Magnetic device and the method to make the same

This application claims the benefit of U.S. Provisional Patent Application No. 63/121,253, filed on Dec. 4, 2020, which is hereby incorporated by reference herein and made a part of the specification.

The present invention relates to a magnetic device, and in particular, to an inductor having a coil disposed in a body of the inductor.

Conventional magnetic devices such as an inductor made by using a T-core comprising a bottom base and a pillar on the bottom base, wherein a coil made of a conductive wire wound around the pillar of the T-core, wherein the T-core is pressed for forming a body of the inductor with the bottom base being located lower than the pillar of the T-core.

However, when the T-core is pressed, it might cause a short circuit between a terminal part of the conductive wire and the winding turns of the coil.

Therefore, a better solution is needed to resolve the above-mentioned issues.

One objective of the present invention is to increase the distance between a terminal part of a conductive wire that forms a coil inside a body of a magnetic device for preventing a short circuit between the coil and the terminal part.

In one embodiment of the present invention, a magnetic device is disclosed, wherein the magnetic device comprises: a body; and a coil, formed by a conductive wire and disposed in the body, wherein a terminal part of the conductive wire comprises a first portion and a second portion, wherein at least one portion of the first portion is exposed from the body for forming an electrode and the second portion extends from a top portion of the coil to an endpoint of the first portion, wherein the second portion comprises an outer surface that has a convex curve relative to a vertical line passing through the endpoint of the first portion.

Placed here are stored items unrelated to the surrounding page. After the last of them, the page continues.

PR #1334, opened 2022-02-27
Changes the revolver to make it more distinct from the pistol / less ass (mostly a buff)

anconfuzedrock:
This was made with the thought in mind that having only 6 bullets as opposed to 15 in its first clip and every spare ammo thing making it far inferior to the pistol.
How it's different:
+The revolver has +1 extra accuracy and -0.5 distance falloff, meaning it does slightly more damage at range and is more accurate at range (equivalent to your target being one tile closer)
+the revolver's shots have +10 armor penetration, meaning its shots have +10 armor penetration
-the revolver is WAYYY slower. 14 delay compared to the pistol's delay of 8 means you can spam the pistol way harder. 

Also changes the unused penetration multiplier to a modifier so that it works (better overall, really) as well as adds a damage falloff modifier.

### DIFF
--- a/code/modules/boh_misc/firearms.dm
+++ b/code/modules/boh_misc/firearms.dm
@@ -51,9 +51,11 @@
 	ammo_type = /obj/item/ammo_casing/pistol
 	fire_sound = 'sound/weapons/gunshot/revolver_small.ogg'
 	desc = "The Lumoco Arms' Mk12 is a rugged revolver for people who don't keep their guns well-maintained. Unlike its cousin, the Mk59 'Jhen Bothus', it has no issues with reliability."
-	accuracy = 1
+	accuracy = 2
 	bulk = 0
-	fire_delay = 9
+	fire_delay = 14
+	penetration_mod = 10
+	falloff_mod = -0.5
 
 /obj/item/weapon/gun/projectile/revolver/medium/sec/pepper
 	ammo_type = /obj/item/ammo_casing/pistol/rubber/pepperball
--- a/code/modules/projectiles/gun.dm
+++ b/code/modules/projectiles/gun.dm
@@ -90,8 +90,10 @@
 	var/combustion
 	//damage multiplier. Multiplies damage. 0 does nothing, by the way. Higher means more damage, lower less.
 	var/damage_mult = 1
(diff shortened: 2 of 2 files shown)


code/modules/boh_misc/firearms.dm
```diff
@@ -51,9 +51,11 @@
 	ammo_type = /obj/item/ammo_casing/pistol
 	fire_sound = 'sound/weapons/gunshot/revolver_small.ogg'
 	desc = "The Lumoco Arms' Mk12 is a rugged revolver for people who don't keep their guns well-maintained. Unlike its cousin, the Mk59 'Jhen Bothus', it has no issues with reliability."
-	accuracy = 1
+	accuracy = 2
 	bulk = 0
-	fire_delay = 9
+	fire_delay = 14
+	penetration_mod = 10
```
BurpleBineapple, line 57: I would recommend testing how this works with rubbers, because unlike regular pistol rounds rubbers have slight AP to properly apply agony though armor.

I expect that such a large penetration buff will have some unintended consequences on how lethal rubbers are for revolvers. Possibly even more lethal than FMJ on armor.

anconfuzedrock: I'm pretty sure you don't know how armor pen works, but here's the thing, I don't either, so I'll check just for u

anconfuzedrock: I tested it, very simply, did 6 shots with the revolver vs 6 shots with the pistol at point blank (which I believe increases dmg) with both guns, with rubbers. Both lead to moderaate blunt trauma but no internal bleeding or fractures or anything. I'm pretty sure armor pen has no effect on unarmored targets. on armored targets I also tested it, same result, they don't do enough damage to be way too lethal (though the revolver has less shots so it's less likely to annihilate someone)
It's not meant to be a large buff, this still isn't enough armor pen to break through light plates lol. It's just meant to make it slightly punchier than the pistol, but buffing its damage would've made it really unfun to get shot with if you're unarmored.

Anton-Kr:
I don't super like same bullits doing different shit in different guns, but we can chalk it up to a "longer barrel" and go from there. I don't see this being too significant of a change.

PR #1337, opened 2022-02-27
swaps  bonus point of eva skill for fleet with sci skill

anconfuzedrock:
I didn't want to do this, but there's a bug I'm not sure how would be best to fix (maybe some other time) where because these skills are applied first, a job that gives you a lower level of eva (e.g. most jobs) overrides the higher level eva, meaning the trained isn't applied to a lot of jobs. and even with that they had 1 point less worth of skills than marines. sci skill costs 2, so it evens it out, and it's a thing? can fix it later but here's an alternative to the fucky wucky behaviour for now.


anconfuzedrock:
I am not a clever man, but I found out how to fix the bug, and I'd rather do that actually.

PR #1339, opened 2022-02-27
SGR & guard edits

Jul-Jul:
This hopefully fixes the SGR clothing selection. Also increase SGR guard skill points since they're supposed to be veteran/specialised individuals for protecting diplomatic individuals and VIPs.


maps/torch/job/command_jobs.dm
```diff
@@ -449,7 +449,7 @@
 		"Sol Federal Assistant",
 		"Sol Federal Chaperone",
 		"Marine Embassy Guard")
-	skill_points = 20
+	skill_points = 32
```
Anton-Kr: This is far too excessive. Reduce this to 24, and we'll go with that. Otherwise this will encourage far too much shit behavior that we already saw one round.

Anton-Kr (changes requested):
Too many guard points.

Anton-Kr (approved):
thanks!

PR #1340, opened 2022-02-27
Improvements to the Body Marking System and Hair Fades

BurpleBineapple:
Several ports from baystation12's improvements to the body marking system, mainly from:
https://github.com/Baystation12/Baystation12/pull/30270

Also guts the weird color_blend_mode garbage from Mithra code. No idea why that exists. It does absolutely nothing.

Body markings can now be assigned by draw_order to layer properly. Hair fades will work with any hair and do not clip. This PR is going to remain a draft however until I can fix the Mithra icons, which at the moment are not compatible with the change in how markings are applied.

Other than that, this should be functioning fine.

Examples of the hair fades:
image
image
image

Several different styles exist, and they should work with all hairs.

To do:
- Recolour the mithra accessories so that they work properly with the new code.


code/modules/client/preferences.dm
```diff
@@ -261,8 +261,8 @@ datum/preferences
 
 		for(var/BP in mark_datum.body_parts)
 			var/obj/item/organ/external/O = character.organs_by_name[BP]
-			if(O)
-				O.markings[M] = list("color" = mark_color, "datum" = mark_datum)
+			if (O)
```
BurpleBineapple:
```suggestion
			if(O)
```

BurpleBineapple:
After testing with the icons, this will take some time as I will manually have to change them all from white to black icons. Not difficult, just time consuming.

BurpleBineapple:
Pull request isn't stale, just taking time.

BurpleBineapple:
Still being worked on, albeit slowly.

BurpleBineapple:
Closing this for now. Not being activity worked on.

PR #1341, opened 2022-02-27
Fixes a Skill Issue

anconfuzedrock:
Previously if your job skills were lower than your branch skills but existed (e.g. paramedics got basic eva) you would get the lower job value instead of the higher branch value. On account of this being fucking stupid, this is changed. Now you get whatever skill value is higher.

image


Anton-Kr:
I fucking love baycode

PR #1342, opened 2022-02-27
SGR Guard locker fix,

Jul-Jul:
Carl removed the SGR's guard access to their own locker. Simply adding it back. Also, I am not sure why SGR and guard have had most of their access rights removed when they were near complete clones of the CL and guard's access rights.


Anton-Kr:
speedmerge

PR #1343, opened 2022-02-28
The giant storage upgrade for skrells.

Rayfod:
This makes the weapons of the skrell able to be put into the belt like most other weapons.
The pistol is able to be put into the holster, so they have a trusty secondary.


Kaksisilma:
The pistol is a subtype of the nuclear gun, which is why it doesn't fit ordinary holsters but can specifically fit the skrellian holster belts. (You don't lose storage space by holstering it there btw. You can fit the same amount of items with or without a gun.)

In one embodiment, the body comprises a magnetic body, wherein a coil is disposed in the magnetic body.

In one embodiment, the magnetic device is an inductor.

In one embodiment, a maximum distance between said convex curve and the vertical line is greater than one-half of a thickness of the conductive wire.

In one embodiment, the magnetic body comprises a T-core comprising a base and a pillar on the base with a through-opening being formed on a corner of the base, wherein at least one portion of the first terminal part of the conductive wire is disposed inside the through-opening.

In one embodiment, the magnetic body comprises a T-core comprising a base and a pillar on the base with a through-opening being formed on a corner of the base, wherein at least one portion of the first terminal part of the conductive wire is disposed inside the through-opening.

In one embodiment, at least one first metal layer is formed on a bottom surface of the body and extends to a lateral surface of the body, wherein the first metal layer is electrically connected to the first portion of the conductive wire to form an electrode of the magnetic device, wherein a height of the first metal layer disposed on the lateral surface of the body is in a range of 31.3%˜35.3% of a total height of the lateral surface of the body.

In one embodiment, at least one first metal layer is formed on a bottom surface of the body and electrically connected to the first portion of the conductive wire to form an electrode of the magnetic device, wherein a length of the first portion exposed from the body is in a range of 47.5˜52.5% of a total length of the bottom surface of the body.

In one embodiment, at least one first metal layer is formed on a bottom surface of the body and electrically connected to the first portion of the conductive wire to form an electrode of the magnetic device, wherein a length of the first portion exposed from the body is in a range of ⅙˜½ of a total length of the bottom surface of the body.

In one embodiment, the conductive wire is a flat wire.

In one embodiment, the magnetic body comprises a T-core comprising a base and a pillar, wherein the base and the pillar are made of different magnetic materials.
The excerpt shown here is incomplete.